> About this task
For each line of the listing that holds "github", show the full line.

::::

PR #568, opened 2023-07-20
Simplify CodeQL file now it's out of Beta

0xTim:
This removes the environment variable as Swift is out of beta so no longer needed. It also removes some permissions that are only required for private repositories.

We could also run this on Linux as CodeQL now supports 5.8 and Linux properly, but I've left it as macOS. Happy to switch it to Linux if it makes it easier (currently in Vapor I've opted for both to catch any issues just in case)

### DIFF
--- a/.github/workflows/codeql.yml
+++ b/.github/workflows/codeql.yml
@@ -6,16 +6,11 @@ on:
   pull_request:
     branches: [ "main" ]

::::

> Response area
--- a/.github/workflows/codeql.yml
+++ b/.github/workflows/codeql.yml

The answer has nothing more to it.